## Task item:
From the records below, copy the lines that include "commit".

(Dataset entries)
================================

PR #2873, opened 2023-07-17
port library authors guide to Scala 3

bishabosha:
guide already mentions scala 3.3, but use code tabs for the code example


julienrf (approved):
Thank you!

PR #2874, opened 2023-07-22
minor fixes to concurrency page

jamesma100:
If the user has been following along with a Scala REPL, `eventualInt` will have already been completed, and thus will return a result. Calling the function again and wrapping it in a Future will deterministically produce the intended result of an uncompleted Future.


bishabosha (approved):
Thanks for the suggestion!

And to clarify the other occurrences of `eventualInt` above in the page still make sense to keep because the section is talking about the time it takes to complete the future

PR #2898, opened 2023-09-07
fix outdated default value of minThreads

floh0:
Fix an outdated default value for the `scala.concurrent.context.minThreads` VM attribute used in the global execution context.

This value was correct when this page was written but it is not the case anymore, since this commit:
https://github.com/scala/scala/commit/e230409c13de167b0f4010464c74328ff91d9043

The default value is now "1" as described in the JavaDoc of the global execution context:
https://github.com/scala/scala/blob/2.13.x/src/library/scala/concurrent/ExecutionContext.scala#L127

Or in the implementation directly:
https://github.com/scala/scala/blob/2.13.x/src/library/scala/concurrent/impl/ExecutionContextImpl.scala#L92


bishabosha (approved):
thanks!

PR #2911, opened 2023-10-06
Fix code in `Scala Tour > Singleton Objects > Companion Objects`

VMironiuk:
Imported `Pi` from `scala.math` to resolve the "Not found: Pi" compilation error.


Philippus (changes requested):
Can you make the imports in the same style for scala 2 and 3?

Philippus (approved):

Philippus:
Thanks!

================================

## Output for this task:
This value was correct when this page was written but it is not the case anymore, since this commit:
https://github.com/scala/scala/commit/e230409c13de167b0f4010464c74328ff91d9043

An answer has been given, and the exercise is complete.